The Strategist

Wall Street bonuses continue to go down

11/07/2016 - 15:15

By the end of 2016, Wall Street bonuses could continue falling for the third consecutive year. This trend is reflecting reduction of number of M&A transactions, limited trading activity and lower profitability of hedge funds.

Michael Daddino
Michael Daddino
According to The New York Times, citing Johnson Associates consulting firm, payments are projected to decrease by 5-10% compared to the previous year. Since 2014, bonuses for Wall Street employees has declined at substantially similar rate.

Forecast of Johnson Associates is confirmed by October report of New York State Financial Control Board. According to the paper, in the first half of this year Wall Street companies reduced bonus payments by 7% compared to last year.

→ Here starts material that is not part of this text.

PR #1677, opened 2026-02-17
Feat: Support dataclass and pydantic models for memo keys

### LINKED ISSUE #1557: [FEATURE] Support dataclass and pydantic models for memo keys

M&A activity has been growing, yet bankers may claim their their money only after deals are closed. This year, antitrust officials have foiled several major mergers, including Halliburton-Baker Hughes deal worth $ 35 billion, and consolidation of major medical insurers Anthem, Cigna, Aetna and Humana. Pfizer and Allergan refused the largest transaction after the Ministry of Finance announced new tax rules, thus depriving bankers around $ 200 million.

Lull in trading is also lowering bonus payments. Many companies are simply staying away from bidding, and investors are refusing hedge funds’ services due to low profitability and high fees.

Johnson Associates’ report says that some of major cuts in bonuses for 2016 will affect investment banking, underwriting, hedge funds and professionals in the shares.

Bonuses in underwriting for the year may be reduced by more than 20% compared to last year. Trading is observing lower levels of customer activity, especially in stock trading, which means that bonuses in this sphere can be lowered from 5% to 15%. Bonuses from advice on M&A transactions will be cut by 10%.

Alan Johnson, founder of Johnson Associates, describes the situation as "malaise", which is unlikely to dissolve soon. He is sure that the trend will remain the same during next couple of years. Pressure on profits will persist, so it’s not a surprise that bonus payments in 2017 will be lower than in 2016.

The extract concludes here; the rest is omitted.